- Entries taken from a collection -
PR #544, opened 2022-04-17
Grammar Mistakes Resolved : Distribution Section

Anishpras:


docs/distribution/sign-macos.md
```diff
@@ -17,7 +17,7 @@ If you are not utilizing GitHub Actions to perform builds of OSX DMGs, you will
 
 ## tl;dr
 
-The Tauri code signing and notarization process is configured through the following environment variables:
+The Tauri code signing and notarization process are configured through the following environment variables:
```
nothingismagick:
```suggestion
The Tauri code signing and notarization processes are configured through the following environment variables:
```

docs/distribution/windows.md
```diff
@@ -18,7 +18,7 @@ By default, the Tauri installer downloads and installs the Webview2 Runtime if i
 You can remove the Webview2 Runtime download check from the installer by setting [tauri.bundle.windows.wix.skipWebviewInstall] to `true`. Your application WON'T work if the user does not have the runtime installed.
 :::
 
-Using the runtime provided by the system is great for security as the webview vulnerability patches are managed by Windows. If you want to control the Webview2 distribution on each of your applications, either to manage the release patches yourself or distribute applications on environments where internet connection might not be available. In that case, Tauri can bundle the runtime files for you.
+Using the runtime provided by the system is great for security as the webview vulnerability patches are managed by Windows. If you want to control the Webview2 distribution on each of your applications, either manage the release patches yourself or distribute applications in environments where internet connection might not be available. In that case, Tauri can bundle the runtime files for you.
```
nothingismagick:
```suggestion
Using the runtime provided by the system is great for security as the webview vulnerability patches are managed by Windows. You may want to control the Webview2 distribution on each of your applications by managing the release patches yourself, for example when distributing applications in environments where an internet connection might not be available. In that case, Tauri can bundle the runtime files for you.
```

nothingismagick (changes requested):
Thanks for the suggestions. See my comments.

docs/distribution/windows.md
FabianLars: I actually like the old version the most, it's just the most "accurate" one (minus the on->in change, that's correct).
To explain what the docs mean with other words: We offer a way to distribute a _fixed_ version of WebView2 (aka. a webview runtime that doesn't auto update and is only used by that single app). For this we had 2 main use cases in mind:
1) The developer wants to have control over the exact webview version the enduser has.
2) The developer wants to distribute their app in offline environments (imo the offline installer would be the better approach but there were issues implementing that).

So yeah, i think the current version (live on tauri.studio) reflects that best, but i think it needed a second "to", so it would look similar to this in the end:
> If you want to control the WebView2 distribution on each of your applications, either to manage the release patches yourself or to distribute applications in environments where an internet connection might not be available, Tauri can bundle the runtime files for you.

Tbf the "on each of your applications" part puts me off, but i can't think of a better phrasing.

lorenzolewis (dismissed):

- Problem to solve -
Write out the data above once more, exactly as it reads.

- Solution below -
PR #544, opened 2022-04-17
Grammar Mistakes Resolved : Distribution Section

Anishpras:


docs/distribution/sign-macos.md
```diff
@@ -17,7 +17,7 @@ If you are not utilizing GitHub Actions to perform builds of OSX DMGs, you will
 
 ## tl;dr
 
-The Tauri code signing and notarization process is configured through the following environment variables:
+The Tauri code signing and notarization process are configured through the following environment variables:
```
nothingismagick:
```suggestion
The Tauri code signing and notarization processes are configured through the following environment variables:
```

docs/distribution/windows.md
```diff
@@ -18,7 +18,7 @@ By default, the Tauri installer downloads and installs the Webview2 Runtime if i
 You can remove the Webview2 Runtime download check from the installer by setting [tauri.bundle.windows.wix.skipWebviewInstall] to `true`. Your application WON'T work if the user does not have the runtime installed.
 :::
 
-Using the runtime provided by the system is great for security as the webview vulnerability patches are managed by Windows. If you want to control the Webview2 distribution on each of your applications, either to manage the release patches yourself or distribute applications on environments where internet connection might not be available. In that case, Tauri can bundle the runtime files for you.
+Using the runtime provided by the system is great for security as the webview vulnerability patches are managed by Windows. If you want to control the Webview2 distribution on each of your applications, either manage the release patches yourself or distribute applications in environments where internet connection might not be available. In that case, Tauri can bundle the runtime files for you.
```
nothingismagick:
```suggestion
Using the runtime provided by the system is great for security as the webview vulnerability patches are managed by Windows. You may want to control the Webview2 distribution on each of your applications by managing the release patches yourself, for example when distributing applications in environments where an internet connection might not be available. In that case, Tauri can bundle the runtime files for you.
```

nothingismagick (changes requested):
Thanks for the suggestions. See my comments.

docs/distribution/windows.md
FabianLars: I actually like the old version the most, it's just the most "accurate" one (minus the on->in change, that's correct).
To explain what the docs mean with other words: We offer a way to distribute a _fixed_ version of WebView2 (aka. a webview runtime that doesn't auto update and is only used by that single app). For this we had 2 main use cases in mind:
1) The developer wants to have control over the exact webview version the enduser has.
2) The developer wants to distribute their app in offline environments (imo the offline installer would be the better approach but there were issues implementing that).

So yeah, i think the current version (live on tauri.studio) reflects that best, but i think it needed a second "to", so it would look similar to this in the end:
> If you want to control the WebView2 distribution on each of your applications, either to manage the release patches yourself or to distribute applications in environments where an internet connection might not be available, Tauri can bundle the runtime files for you.

Tbf the "on each of your applications" part puts me off, but i can't think of a better phrasing.

lorenzolewis (dismissed):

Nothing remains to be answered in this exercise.